We like sports-people a lot, actually. We’ve knighted several ex-rugby players and a few Olympians. Although now that I come to think of it, knights used to be dudes who rode around in armor trying to kill each other, so that’s kind of appropriate.

As a feminist with a bent toward the political, however, I humbly offer a few of my favourite New Zealanders:

220px-Kate_Sheppard

Kate Sheppard was one of the most prominent leaders of the women’s suffrage movement. She was born in England, but lived in Christchurch for much of her adult life. Her hard work and determination led to New Zealand granting full suffrage for women in 1893 – considerably before the UK and the USA (who didn’t do so until after WWI).

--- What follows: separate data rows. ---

PR #3368, opened 2026-05-29
fix(export): type numeric answers as numbers in exports

solracsf:
Radio and other choice-type answers are always PHP strings, even when the option labels are pure numbers like "1"-"5".

`setCellValue()` wrote every string via `setValueExplicit()` with the default `TYPE_STRING`, so numeric answers landed in Text-formatted cells and could not be averaged in the spreadsheet application.

For XLSX/ODS, route purely numeric values through `setCellValue()` so they are stored with a numeric data type. A value is only treated as numeric when it is `is_numeric()`, does not start with a formula-trigger character (`= + - @`), and round-trips exactly `((string)(+$value) === $value)`.

The round-trip guard keeps leading-zero phone numbers, scientific notation, trailing-zero decimals and oversized ids as text to avoid silent data loss, since all export values arrive as strings from `Answer::getText()`.

The anti-formula string protection and CSV escaping are unchanged.

### DIFF
--- a/lib/Service/SubmissionService.php
+++ b/lib/Service/SubmissionService.php
@@ -33,6 +33,7 @@ use OCP\IUser;
 use OCP\IUserManager;
 use OCP\IUserSession;
 use OCP\Mail\IMailer;
+use PhpOffice\PhpSpreadsheet\Cell\DataType;
 use PhpOffice\PhpSpreadsheet\IOFactory;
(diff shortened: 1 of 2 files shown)


solracsf:
@Chartman123 we've manually backported it as codebase is not the same.

Chartman123:
You're absolutely right, my fault... so please re-open the manual backport :)

Chartman123 (approved):

PR #3380, opened 2026-06-04
Add export/import functionality for forms

### LINKED ISSUE #1425: Add export/import functionality for forms (transferability)
- Nextcloud-Version: 25.0.2
- Forms-Version: 3.0.1

I cannot transfer a form from one Nextcloud instance to another. 

I would like to be able to export a form (or all forms or selected forms) to an editable file, e. g., XML or JSON, and then import the form(s) via that file into another or even the same Nextcloud instance. 

None

**Additional context**
None

timedin-de:
building export and import via json
Download Button:
- fetches Forms Data (questions and settings, removes ids and hashes) => Downloads as json blob 
- adds version of the app => on import, warn if downgrade
- modal to ask if answers should get exported as well? (!handle file uploads, not exported)

#1425

### DIFF
--- a/lib/Controller/ApiController.php
+++ b/lib/Controller/ApiController.php
@@ -23,11 +23,13 @@ use OCA\Forms\Db\SubmissionMapper;
 use OCA\Forms\Db\UploadedFile;
 use OCA\Forms\Db\UploadedFileMapper;
 use OCA\Forms\Exception\NoSuchFormException;
+use OCA\Forms\Helper\FilePathHelper;
 use OCA\Forms\ResponseDefinitions;
 use OCA\Forms\Service\ConfigService;
 use OCA\Forms\Service\ConfirmationEmailService;
 use OCA\Forms\Service\FormsService;
 use OCA\Forms\Service\SubmissionService;
+use OCP\App\IAppManager;
 use OCP\AppFramework\Db\DoesNotExistException;
 use OCP\AppFramework\Db\IMapperException;
 use OCP\AppFramework\Http;
@@ -76,6 +78,7 @@ class ApiController extends OCSController {
 		IRequest $request,
 		IUserSession $userSession,
 		private readonly AnswerMapper $answerMapper,
+		private readonly FilePathHelper $filePathHelper,
 		private readonly FormMapper $formMapper,
 		private readonly OptionMapper $optionMapper,
 		private readonly QuestionMapper $questionMapper,
@@ -86,6 +89,7 @@ class ApiController extends OCSController {
 		private readonly SubmissionService $submissionService,
 		private readonly IL10N $l10n,
 		private readonly LoggerInterface $logger,
+		private readonly IAppManager $appManager,
 		private readonly IUserManager $userManager,
 		private readonly IRootFolder $rootFolder,
 		private readonly UploadedFileMapper $uploadedFileMapper,
@@ -251,7 +255,8 @@ class ApiController extends OCSController {
 	 * Read all information to edit a Form (form, questions, options, except submissions/answers)
 	 *
 	 * @param int $formId Id of the form
-	 * @return DataResponse<Http::STATUS_OK, FormsForm, array{}>
+	 * @param ?bool $download if the form should be downloaded
+	 * @return DataResponse<Http::STATUS_OK, FormsForm, array{}>|DataDownloadResponse<Http::STATUS_OK, 'application/json', array{}>
 	 * @throws OCSBadRequestException Could not find form
 	 * @throws OCSForbiddenException User has no permissions to get this form
 	 *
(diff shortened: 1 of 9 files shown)


Chartman123:
@timedin-de Please don't merge the main branch into your branch, always rebase your's on main. Also please sign-off your commits.

timedin-de:
@Chartman123 i dont think i did merge the main branch into mine, did sth slip through? Yes, will do, sorry for forgetting it everytime ^^

Chartman123:
Now the history looks clean, don't now what it was then...

src/Forms.vue
```diff
@@ -137,24 +148,52 @@
...
 import IconArchive from '@material-symbols/svg-400/outlined/archive.svg?raw'
+import IconUpload from '@material-symbols/svg-400/outlined/upload.svg?raw'
 import axios from '@nextcloud/axios'
 import { showError } from '@nextcloud/dialogs'
 import { emit, subscribe, unsubscribe } from '@nextcloud/event-bus'
 import { loadState } from '@nextcloud/initial-state'
 import moment from '@nextcloud/moment'
 import { generateOcsUrl } from '@nextcloud/router'
-import { useIsMobile } from '@nextcloud/vue'
+import { NcActionButton, NcDialog, useIsMobile } from '@nextcloud/vue'
```
Chartman123: Please revert this line and import NcActionButton and NcDialog like the other components below

src/Forms.vue
```diff
@@ -440,6 +484,121 @@ export default {
...
+				})
+				reader.readAsText(file)
+			})
+		}
+
+		const closeModal = () => {
+			showVersionMismatch.value = false
+			formForImport = undefined
+		}
+		const onDownloadForm = async (id) => {
```
Chartman123, line 606: why don't you adjust the API endpoint and introduce an "export" or "download" flag there? Then you could already remove the unneeded props and also directly trigger the download response from the server.

lib/Controller/ApiController.php
```diff
@@ -157,14 +159,19 @@ public function getForms(string $type = 'owned'): DataResponse {
...
 		// Check if user is allowed
 		if (!$this->configService->canCreateForms()) {
 			$this->logger->debug('This user is not allowed to create Forms.');
 			throw new OCSForbiddenException('This user is not allowed to create Forms.');
 		}
 
-		if ($fromId === null) {
+		// Validate mutually exclusive parameters
+		if ($fromId !== null && $import === true) {
+			throw new OCSBadRequestException('Cannot use both fromId and import parameters');
```
Chartman123, line 184: please add this to the docblock

lib/Controller/ApiController.php
```diff
@@ -183,10 +190,24 @@ public function newForm(?int $fromId = null): DataResponse {
 
 			$this->formMapper->insert($form);
 		} else {
-			$oldForm = $this->formsService->getFormIfAllowed($fromId, Constants::PERMISSION_EDIT);
+			// Fill variables from json or database
+			if ($import) {
+				if (!isset($formData['questions']) || !\is_array($formData['questions'])) {
+					throw new OCSBadRequestException('Invalid form data: missing questions');
```
Chartman123, line 209: same here

lib/Controller/ApiController.php
```diff
@@ -213,26 +236,35 @@ public function newForm(?int $fromId = null): DataResponse {
...
 
-			// Get Questions, set new formId, reinsert
-			$questions = $this->questionMapper->findByForm($oldForm->getId());
-			$oldConfirmationEmailQuestionId = $oldForm->getConfirmationEmailQuestionId();
-
 			foreach ($questions as $oldQuestion) {
-				$questionData = $oldQuestion->read();
+				if ($import) {
+					if (!isset($oldQuestion['id'])) {
+						throw new OCSBadRequestException('Invalid question data: missing id');
```
Chartman123, line 268: and here

Chartman123 (commented):
I've had a quick look at the PR and added a few comments :)

src/Forms.vue
timedin-de: so i wanted to touch the PHP-Backend as little as needed ^^.

Ok so i'll just do a window.open with the file directly downloading from server.

Chartman123: All things about the data model should be handled in the backend so that the frontend part, in theory, is exchangable.

You can look at the action button that is used for downloading the results :)

timedin-de:
@Chartman123 i added the fixup commits for your comments, i'll rebase them if you accept them

One other thing I would improve is validation/sanitasation of import/export.

I'd make whitelist for allowed properties and remove others (or fail the request?) and copy the validations for questions: areExtraSettingsValid and `array_search($type, Constants::ANSWER_TYPES)`
and options:

Chartman123:
@timedin-de are you still working on this?

timedin-de:
> @timedin-de are you still working on this?

yes, im currently less active. Do you have any additions missing in this? And a decision for sanitazation?

Chartman123:
> And a decision for sanitazation?

I vote for the whitelist and throw an error if other properties are part of the request.

> Do you have any additions missing in this?

No, don't think so :)

Chartman123:
@timedin-de Did you merge main again? Please always use rebase... And can you please remove the issue id from the commit message? It creates a new log record on every push in the issue.

timedin-de:
> @timedin-de Did you merge main again? Please always use rebase... And can you please remove the issue id from the commit message? It creates a new log record on every push in the issue.

I'm sorry, i dont know what, but something got messed up while rebasing (promise, i didnt merge :grimacing: ) Now it should be clean.

Edit: it seems it messed up while doing the interactive rebase, I'll need to recheck the git docs on that.

Chartman123:
I think you need to make sure that your forked main is up-to-date before doing the rebase :)

timedin-de:
> I think you need to make sure that your forked main is up-to-date before doing the rebase :)

thanks, yeah that and i ran `git rebase -i HEAD~10` but should've `git rebase -i main` ^^

Now it should be clean

lib/Controller/ApiController.php
Chartman123, line 1: I had another look at your changes in this file: I think it would be more readable and easier to handle if you used a separate if-branch for import. (so in the end three branches: create new, copy from id, import). If you want to deduplicate code you could extract common lines into helper functions.

timedin-de: for the defaults, are these still valid and needed for both import and dupe?
grafik
Could you explain why you set these defaults? Like if i need submitMultiple for a form, i probably would need it also for  the duped or reimported form

Chartman123: The defaults have been set to be consistent with a newly created form. In most cases you would expect to only copy or export/import the structure of the form and not the settings. So I'd say yes: we should keep them for the import, too.

samin-z:
@timedin-de im going over the pr currently, few points first before getting into the review:
1. i think its better to rename 'download form' to 'export form' since the import button is already 'import form' so we keep it consistent and easier for users to understand they can import this downloaded form (so it's the export for it).
2. it throws 400 error when 'extrasettings' include min and max date
```
"extraSettings": {
                    "dateMin": "2026-09-08",
                    "dateMax": "2026-09-12"
 },
```
`"message": "Invalid question data: invalid extraSettings"`

timedin-de:
> it throws 400 error when 'extrasettings' include min and max date

Thanks for your tests, it seems to work now, maybe you had an export from the old version? The current one downloads dates as number
grafik

timedin-de:
@samin-z  @Chartman123 

Added your changes, rebased and pushed clean

Chartman123:
> The current one downloads dates as number

We've changed the way min/max dates are stored in the db now. Old values can still be stored as unix timestamp/integer. Newer values will be stored as date string 'yyyy-mm-dd'

timedin-de:
@Chartman123 @samin-z 

> it throws 400 error when 'extrasettings' include min and max date

I see, i had an old frontend cache, now i tested with string dates but it worked for me. 

Can you confirm its still there? As the import function is using the same formsService->areExtraSettingsValid from normal form creation it should always be in sync with (date) format changes

PR #3405, opened 2026-06-10
chore: install rector

Chartman123:
Install rector and use the following rules/sets:

- NEXTCLOUD_32
- php81

### DIFF
--- a/composer.json
+++ b/composer.json
@@ -20,7 +20,8 @@
 		"test:unit": "phpunit --display-all-issues -c tests/phpunit.xml",
 		"test:integration": "phpunit --display-all-issues -c tests/phpunit.integration.xml",
 		"psalm": "psalm --no-cache",
-		"openapi": "generate-spec"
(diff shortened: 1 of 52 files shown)


Koc:
wow, nice! Do we want add it into pipeline?

Koc (approved):

Chartman123:
There's a workflow template here that runs rector once a week and creates a PR with the resulting changes.

https://github.com/nextcloud/.github/blob/master/workflow-templates%2Frector-apply.yml

However I didn't find an org template for adding it to the CI pipeline

Chartman123:
@pringelmann should we backport those changes to stable5.3? Would make backporting of following bugfixes for 5.3 easier, but on the other hand those are bigger changes than you'd normally expect in a patch release.

pringelmann:
@Chartman123 I think its fine. 5.3 is still very fresh, and it seems theres very low regression risk. Reduced future backport friction is worth it imo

She replaced the Queen to be the face of our ten dollar note in 1993.

This leads me to my second favorite New Zealander:

220px-Helen_Clark_UNDP_2010

Helen Clarke was the first woman to be voted in as Prime Minister. She was the first Prime Minister I remember, growing up, and although I had no idea about politics, I really liked that a girl could lead our country. I still have a lot of respect for her (and not much of a clue about her politics).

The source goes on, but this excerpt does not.